§ **DATA SHOWN**:
PR #271, opened 2020-09-04
gVCF Ancestor annotation tools

rimangan:
Several functions for identifying the ancestral state of a gVCF variant and the ability to annotate gVCF lines with this data and adjust the header.
Small miscellaneous change to the number of significant digits in the log integrate tests.


dna/compare.go
```diff
@@ -83,3 +83,16 @@ func CompareSeqsIgnoreCaseAndGaps(alpha []Base, beta []Base) int {
 func CompareSeqsCaseSensitiveIgnoreGaps(alpha []Base, beta []Base) int {
 	return compareSeqsIgnoreGaps(alpha, beta, false)
 }
+
+//SeqEqual returns true if two DNA sequences are identical, false otherwise.
+func SeqEqual(alpha []Base, beta []Base) bool {
```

§ **EXERCISE DESCRIPTION**:
Return, word for word, the lines from the one containing "dna/compare.go" through the end of the data above, both ends included, and nothing else.

§ **SOLUTION TO THE PROBLEM**:
dna/compare.go
```diff
@@ -83,3 +83,16 @@ func CompareSeqsIgnoreCaseAndGaps(alpha []Base, beta []Base) int {
 func CompareSeqsCaseSensitiveIgnoreGaps(alpha []Base, beta []Base) int {
 	return compareSeqsIgnoreGaps(alpha, beta, false)
 }
+
+//SeqEqual returns true if two DNA sequences are identical, false otherwise.
+func SeqEqual(alpha []Base, beta []Base) bool {
```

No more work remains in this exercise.